Did you recompile your kernel leaving power management support out or are you assuming power management was left out? "Assuming"is the king of all Mother Fathers. [use your imagination] |
Thanks,
I agree with you. This problem seems to be related ACPI, (or apci .. typo ??) Following I did: unselect ACPI and compile kernel -> results in Code:
VFS: Cannot open root device "801" or unknown-block(8,1) It seems that several other penguins have had trouble with this message and ACPI. I will work on this and post update. Happy penguins! |
Hi,
1. I found several posts which say that apic is related. -> with kernel option "noapic", situation got worse. Almost instantly, eth0 dies!!. 2. I also found several posts which say that ACPI is related. -> with kernel option "acpi=no" results in kernel panic at startup!! 3. So far, kernel 2.6.18 and 2.6.15 dies faster than 2.6.17. eth0 can survive about an hour with 2.6.15 and 18, on the other hand 2.6.17, it survives more than several hours. 4. Happy Penguins! |
I fought this for over a month on a system with three different ethernet controllers, a VIA VT310-DP with e100, Rhine-II, and VIA Velocity interfaces. Thought it was the controller/driver but eventually every interface exhibited the same type of error as I updated others. The error sometimes didn't occur for 24 hours, sometimes in 30 minutes, and under varying traffic loads, day or night.

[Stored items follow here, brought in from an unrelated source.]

PR #644, opened 2022-06-29
First pass on PP menu update

UndeadNappist:
An attempt to clarify some of the feedback, and rework the current ability display.

Current:
```
You know the following abilities:
Astral Perception    (active)
Combat Sense         +3 (3)
etc
```
Proposed:
```
You know the following abilities:
PP     Ability              Level
2.00   Astral Perception    (active)
1.00   Combat Sense         +3 (3.00)
etc
```

### DIFF
--- a/src/act.obj.cpp
+++ b/src/act.obj.cpp
@@ -3511,7 +3511,7 @@ ACMD(do_activate)
 
       int delta = ((int)(GET_REAL_MAG(ch) / 100) * 100) - GET_POWER_POINTS(ch);
       if (total > delta)
-        send_to_char(ch, "That costs %d points to activate, but you only have %d free.\r\n", (total / 100), (delta / 100));
+        send_to_char(ch, "That costs %.2d points to activate, but you only have %.2d free.\r\n", (total / 100), (delta / 100));
       else if (GET_POWER_ACT(ch, i) == x) {
         send_to_char(ch, "%s is already active at rank %d.\r\n", CAP(adept_powers[i]), x);
         return;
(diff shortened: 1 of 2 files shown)


src/act.other.cpp
```diff
@@ -1509,7 +1509,8 @@ ACMD(do_skills)
         continue;
 
       if (GET_POWER_TOTAL(ch, i) > 0) {
-        snprintf(buf2, sizeof(buf2), "%-20s", adept_powers[i]);
+        snprintf(ENDOF(buf), sizeof(buf), "\r\nPP      Ability              Level\r\n")
```
luciensadi, line 1512: Did you test this? Using `ENDOF(buf)` here without initializing the buf means you're gonna have random junk at the beginning of your abilities command. You'll want to use standard `buf` instead.

luciensadi: Also, you put this inside the for-loop, it's gonna stick itself in buf for every power you have active.

luciensadi (changes requested):

src/act.obj.cpp
```diff
@@ -3511,7 +3511,7 @@ ACMD(do_activate)
 
       int delta = ((int)(GET_REAL_MAG(ch) / 100) * 100) - GET_POWER_POINTS(ch);
       if (total > delta)
-        send_to_char(ch, "That costs %d points to activate, but you only have %d free.\r\n", (total / 100), (delta / 100));
```
luciensadi, line 3514: These should be cast as (float) as well, with %.2f instead of %.2d (otherwise it'll perpetually display things like 2.00 for 2.50, etc)

luciensadi (approved):

luciensadi:
Thanks!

My fix? I booted the kernel with the "pci=noacpi" option. I needed the functionality of ACPI for things like the power button so completely disabling ACPI wasn't possible, but haven't noticed any significant difference in how the machine operates with the less-intrusive PCI option. I'm using the e100 and velocity interfaces, with the Rhine now disconnected. I'm currently on kernel 2.6.18 with e100 driver version 3.5.17-k2-NAPI, via-velocity version 1.14, and via-rhine version 1.4.1 but had this problem with 2.6.17 as well (I started with that version on this platform so don't have any experience with earlier versions). Hope this helps someone. This drove me crazy as it was impossible to reproduce on a non-production system. Flood-pinged one for hours and it never flinched, while the one installed as a NAT gateway (with 300 hosts behind it) rarely ran for more than 12 hours. |
There appeared to be a significant change in interrupt handling in 2.6.19 but the problem persists, unchanged.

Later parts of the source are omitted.